20 October 2012

A Life of Pono: The Mother of Outcasts

In just a few hours' time, His Holiness Pope Benedict XVI will canonize seven Saints for the Universal Church, two of whom are Americans.

Over the past several months the Catholic press has rightly given great attention to one of these: Blessed Kateri Tekakwitha, the Lily of the Mohawks.  Her cause has had great popular support and appeal over the years because of her status as the first Native American to be declared Blessed, and tomorrow the first to be declared a Saint.

But of the other American soon-to-be-saint the Catholic press - and even the blogosphere - has given precious little attention.  Perhaps this is best since it was this courageous woman who said, "I do not think of reward; I am working for God and do so cheerfully."  Though much of the world has either forgotten or largely ignored the merits of this faithful soul, God has not forgotten her efforts and her cooperation with his grace.

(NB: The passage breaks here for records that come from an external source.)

PR #1372, opened 2016-07-13
Fix API /results when the last client in the registry has no checks

### LINKED ISSUE #1356: api: /results returning empty array.  potential for partial results.
I found a condition under which the `/results` interface of the sensu-api can return an empty array even when there are plenty of results.

Short version:  If the last client in the clients list returned from redis has no checks associated with it,  you'll get an empty array.    Workaround:  delete that client. 

Medium version:   The nested iteration of redis calls in `get_results()` are async and the code doesn't properly synchronize that all the async requests complete.   (also true in the earlier sintra handler in at least 0.23)  The only reason it works at all is because the requests and responses are mostly serialized through the single redis connection.  So it happens that responses do come back in the order they were requested. 

long version: 

[the code](https://github.com/sensu/sensu/pull/1324#issuecomment-225255464)  first fetches a list of clients then iterates through this list of clients fetching a list of check names for those clients,  then iterates through those check names fetching the actual check results.    The problem is the redis calls it makes are asynchronous.  which is why the callbacks for the check results do this check `client_index == clients.length - 1 && check_index == checks.length - 1`    which I assume is intended to indicate that all the results have returned.  However it actually only indicates that the last request that was dispatched  (the one in which check_index and client_index met the condition) was called.   the reason this mostly works is because the requests to redis while async are actually serialized through the redis connection so the responses come back in the order the requests were made.   however if someone tried to parallize  with multiple redis connections this would break more with partial result sets.  because of that things are still mostly ok. 

So when does it break?  A second problem of the same type exists.   There is a [second point of return](https://github.com/sensu/sensu/blob/v0.25.4/lib/sensu/api/routes/results.rb#L48-L50)  when there is a client with no checks associated with it  the callback for the check names is just if  `client_index == clients.length - 1` (true for the last client in the list) then return the current results.   `results` at this point is still empty because only the client check names requests have returned from redis because of the serialization of request/response through the single redis connection none of the check results that were dispatched  will have returned yet.  Therefore if your last client has not check names associated with it.  you will get an empty results set. 

spent a lot of time figuring this out.  and I'm not sure which way to go next.  

- I could delete the client with no checks and move on. 
- try to fix the code.

I was thinking using an [eventmachine iterator](https://github.com/eventmachine/eventmachine/blob/master/lib/em/iterator.rb )    or simply hacking in our own count of dispatched and returned callbacks. 

but I wasn't really sure how to setup a breaking test for the issue, so I stopped there.  any guidance might spur me back into action.

hope this helps.

portertech:
This pull request fixes https://github.com/sensu/sensu/issues/1356, using a Redis PING call to serialize the HTTP response, ensuring the response content includes all of the results.

I believe that `/results` is the only route that requires a change like this.

### DIFF
--- a/lib/sensu/api/routes/results.rb
+++ b/lib/sensu/api/routes/results.rb
@@ -46,7 +46,9 @@ module Sensu
                       end
                     end
                   elsif client_index == clients.length - 1
-                    respond
+                    @redis.ping do
+                      respond
+                    end
                   end
                 end
               end
--- a/lib/sensu/daemon.rb
+++ b/lib/sensu/daemon.rb
@@ -9,7 +9,7 @@ gem "sensu-extension", "1.5.0"
 gem "sensu-extensions", "1.5.0"
 gem "sensu-transport", "6.0.0"
 gem "sensu-spawn", "2.2.0"
-gem "sensu-redis", "1.4.0"
+gem "sensu-redis", "1.5.0"
 
 require "time"
 require "uri"
--- a/sensu.gemspec
+++ b/sensu.gemspec
@@ -20,7 +20,7 @@ Gem::Specification.new do |s|
   s.add_dependency "sensu-extensions", "1.5.0"
   s.add_dependency "sensu-transport", "6.0.0"
   s.add_dependency "sensu-spawn", "2.2.0"
-  s.add_dependency "sensu-redis", "1.4.0"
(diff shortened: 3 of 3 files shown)


amdprophet:
👍

cwjohnston:
Serialize it! 👍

Born 23 January 1838 in Heppenheim, Germany, Barbara Cope immigrated with her family to Uttica, New York.  She entered the Franciscan Sisters of Syracuse in 1862 and received the name Marianne.  Recognizing her skillful administration, her Sisters elected her as superior general in 1877.

It was to her that Father Leonor Fouesnel, SS.CC, Provincial of the Congregation of the Sacred Hearts of Jesus and Mary, to whom mission of the Sandwich Islands (now known as Hawaii) had been entrusted, wrote in June of 1883.  For years, Saint Damien de Vuester, the Leper Priest, requested Sisters who would not only work with him in the care of the lepers, but who would also continue his ministry after him.

Mother Marianne was the only religious superior to respond to Father Leonor's request for a group of Sisters to serve the lepers and run the Kaka'ako Branch Hospital on Oahu.  It was from Kaka'ako that the lepers were sent to the settlement at Kalaupapa.  Writing to Father Leonor, Mother Marianne wrote:
I am hungry for the work and I wish with all my heart to be one of the chosen ones, whose privilege it will be to sacrifice themselves for the salvation of the souls of the poor Islanders...  I am not afraid of any disease; hence it would be my greatest delight even to minister to the abandoned "lepers."
She arrived in Honolulu with six Sisters in November of 1883 and diligently saw to the needs of the patients, placing a particular emphasis of cleanliness.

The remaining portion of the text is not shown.